#### Try it:
When the string "that" is part of a line in the data below, report the whole line.

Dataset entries
· · · · · · ·
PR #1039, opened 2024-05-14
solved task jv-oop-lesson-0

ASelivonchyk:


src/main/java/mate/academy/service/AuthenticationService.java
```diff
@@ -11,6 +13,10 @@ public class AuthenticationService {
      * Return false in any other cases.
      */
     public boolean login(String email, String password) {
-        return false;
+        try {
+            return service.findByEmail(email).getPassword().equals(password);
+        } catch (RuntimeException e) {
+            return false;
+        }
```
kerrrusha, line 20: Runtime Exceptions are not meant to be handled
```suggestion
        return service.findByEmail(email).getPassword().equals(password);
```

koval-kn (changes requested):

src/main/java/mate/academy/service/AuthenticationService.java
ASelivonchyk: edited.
· · · · · · ·
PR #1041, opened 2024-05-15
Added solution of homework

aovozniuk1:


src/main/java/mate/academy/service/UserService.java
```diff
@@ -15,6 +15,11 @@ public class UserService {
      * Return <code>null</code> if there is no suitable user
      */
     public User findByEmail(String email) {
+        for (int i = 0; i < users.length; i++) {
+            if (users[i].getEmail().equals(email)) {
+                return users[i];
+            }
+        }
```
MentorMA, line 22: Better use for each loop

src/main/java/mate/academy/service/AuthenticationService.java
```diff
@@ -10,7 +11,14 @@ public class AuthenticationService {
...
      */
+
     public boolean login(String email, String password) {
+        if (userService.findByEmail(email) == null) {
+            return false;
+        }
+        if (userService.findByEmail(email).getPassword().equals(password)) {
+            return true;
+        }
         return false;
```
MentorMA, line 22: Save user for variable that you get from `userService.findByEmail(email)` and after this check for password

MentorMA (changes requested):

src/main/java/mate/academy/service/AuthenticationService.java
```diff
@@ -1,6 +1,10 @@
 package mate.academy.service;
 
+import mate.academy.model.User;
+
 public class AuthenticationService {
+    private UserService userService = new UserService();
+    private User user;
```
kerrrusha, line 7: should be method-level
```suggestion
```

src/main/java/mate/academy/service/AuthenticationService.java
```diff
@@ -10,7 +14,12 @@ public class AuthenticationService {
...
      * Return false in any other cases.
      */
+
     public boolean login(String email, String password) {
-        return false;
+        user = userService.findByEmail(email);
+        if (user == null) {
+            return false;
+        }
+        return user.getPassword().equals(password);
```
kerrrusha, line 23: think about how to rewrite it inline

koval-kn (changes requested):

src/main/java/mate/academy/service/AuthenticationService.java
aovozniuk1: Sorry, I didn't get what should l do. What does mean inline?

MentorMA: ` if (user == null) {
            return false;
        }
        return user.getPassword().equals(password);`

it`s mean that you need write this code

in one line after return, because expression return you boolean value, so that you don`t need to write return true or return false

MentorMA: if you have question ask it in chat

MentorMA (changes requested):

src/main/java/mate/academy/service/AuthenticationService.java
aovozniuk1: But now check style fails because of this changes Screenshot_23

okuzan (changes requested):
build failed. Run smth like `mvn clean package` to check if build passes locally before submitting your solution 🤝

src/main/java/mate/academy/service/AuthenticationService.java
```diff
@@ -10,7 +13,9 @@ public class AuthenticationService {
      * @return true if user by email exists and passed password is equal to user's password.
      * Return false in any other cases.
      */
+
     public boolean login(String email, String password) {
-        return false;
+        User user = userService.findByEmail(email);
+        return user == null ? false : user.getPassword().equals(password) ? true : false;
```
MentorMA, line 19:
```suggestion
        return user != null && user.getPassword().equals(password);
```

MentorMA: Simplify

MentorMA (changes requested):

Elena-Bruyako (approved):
· · · · · · ·
#### Result for this task:
MentorMA, line 22: Save user for variable that you get from `userService.findByEmail(email)` and after this check for password
it`s mean that you need write this code
in one line after return, because expression return you boolean value, so that you don`t need to write return true or return false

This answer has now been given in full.